In our previous testing from the trenches post, we presented you with a real testing problem. It was about finding errors in Book Manuscript For Asimov Foundations. Here is our Test Strategy for this testing problem.
Six W Test Strategy
Five W[source] technique is about six questions: Who, What, When, Where, Why, and HoW.
That would be me. But as I am not important to Archive.org as an individual, let’s generalize this.
Archive.org users who downloaded EPUB manuscripts that were automatically generated from the original manuscript.
As the number of mobile devices is great, Archive.org users who would download the EPUB manuscript version are significant.
EPUB Archive.org manuscript format that is auto-generated from the original text manuscript.
“This book was produced in EPUB format by the Internet Archive.

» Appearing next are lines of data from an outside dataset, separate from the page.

PR #6313, opened 2024-03-13
feat(vex): consider root component for relationships

knqyf263:
## Description
This PR is the first step for https://github.com/aquasecurity/trivy/issues/6077. The goal is to consider the full dependency graph, but this PR just adds support for the root component. It's specifically useful for container images.

Now, OpenVEX document with subcomponents limitedly works.

```
{
  "@context": "https://openvex.dev/ns/v0.2.0",
  "author": "Aqua Security",
  "role": "Project Release Bot",
  "timestamp": "2023-01-16T19:07:16.853479631-06:00",
  "version": 1,
  "statements": [
    {
      "vulnerability": {
        "name": "CVE-2022-3715"
      },
      "products": [
        {
          "@id": "pkg:oci/debian",
          "subcomponents": [
            {
              "@id": "pkg:deb/debian/bash"
            }
          ]
        }
      ],
      "status": "not_affected",
      "justification": "vulnerable_code_not_in_execute_path"
    }
  ]
}
```

The following VEX doesn't work.

```
{
  "@context": "https://openvex.dev/ns/v0.2.0",
  "author": "Aqua Security",
  "role": "Project Release Bot",
  "timestamp": "2023-01-16T19:07:16.853479631-06:00",
  "version": 1,
  "statements": [
    {
      "vulnerability": {
        "name": "CVE-2024-21626"
      },
      "products": [
        {
          "@id": "pkg:golang/github.com/aquasecurity/trivy",
          "subcomponents": [
            {
              "@id": "pkg:golang/github.com/opencontainers/runc"
            }
          ]
        }
      ],
      "status": "not_affected",
      "justification": "vulnerable_code_not_in_execute_path"
    }
  ]
}
```

## Related issues
- Part of https://github.com/aquasecurity/trivy/issues/6077

## Checklist
- [x] I've read the [guidelines for contributing](https://aquasecurity.github.io/trivy/latest/community/contribute/pr/) to this repository.
- [x] I've followed the [conventions](https://aquasecurity.github.io/trivy/latest/community/contribute/pr/#title) in the PR title.
- [x] I've added tests that prove my fix is effective or that my feature works.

The book pages were scanned and converted to EPUB format automatically. This process relies on optical character recognition and is somewhat susceptible to errors. The book may not offer the correct reading sequence, and there may be weird characters, non-words, and incorrect guesses at the structure. Some page numbers and headers or footers may remain from the scanned page. The process that identifies images might have found stray marks on the page, not actual images from the book. The hidden page numbering which may be available to your ereader corresponds to the numbered pages in the print edition but is not an exact match; page numbers will increment at the same rate as the corresponding print edition, but we may have started numbering before the print book’s visible page numbers. The Internet Archive is working to improve the scanning process and resulting books, but in the meantime, we hope that this book will be useful to you.
Our only goal is to find out is there any difference in txt. While reading the original manuscript, I noticed that some words are missing letters.
- Converting EPUB to TXT is an error-prone
- Compare is error-prone.
Compare manuscript chapter by chapter. Each individual chapter would be compared faster than the whole manuscript. It would be easier to spot fewer differences and identify false positives.